* [About this task]:
Only an exact copy of the records, from the line with "don't merge it." through the last line, is wanted.

[Stored data]

PR #2443, opened 2022-07-22
ConfigListScreen hints text

Huevos:
This avoids adding pointless code in plugins such as here:
https://github.com/oe-mirrors/e2m3u2bouquet-plugin/commit/6725d52e3a462add46cbe06d58680b55ffff93f0

def selectionChanged(self):
    if self["config"]:

This code should be inherited, not duplicated.

This commit allows the removal of pointless hints text code throughout enigma and in plugins

### DIFF
--- a/lib/python/Screens/Setup.py
+++ b/lib/python/Screens/Setup.py
@@ -213,9 +213,6 @@ class Setup(ConfigListScreen, Screen, HelpableScreen):
 	def selectionChanged(self):
 		if self["config"]:
 			self.setFootnote(None)
-			self["description"].text = self.getCurrentDescription()
-		else:
-			self["description"].text = _("There are no items currently available for this screen.")
 
 	def layoutFinished(self):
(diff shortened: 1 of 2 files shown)


lib/python/Screens/Setup.py
```diff
@@ -213,9 +213,6 @@ def logIncludeElementError(self, element, type, token):
 	def selectionChanged(self):
 		if self["config"]:
 			self.setFootnote(None)
-			self["description"].text = self.getCurrentDescription()
-		else:
```
jbleyel, line 217: Please don't remove the else.

Huevos: The "else" is junk that should not be displayed in the GUI to users. If you don't want the commit please don't merge it.

Huevos:
Ok, it is upgraded as requested.

https://github.com/openatv/enigma2/pull/2444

* [Exercise answer]:
Huevos: The "else" is junk that should not be displayed in the GUI to users. If you don't want the commit please don't merge it.

Huevos:
Ok, it is upgraded as requested.

https://github.com/openatv/enigma2/pull/2444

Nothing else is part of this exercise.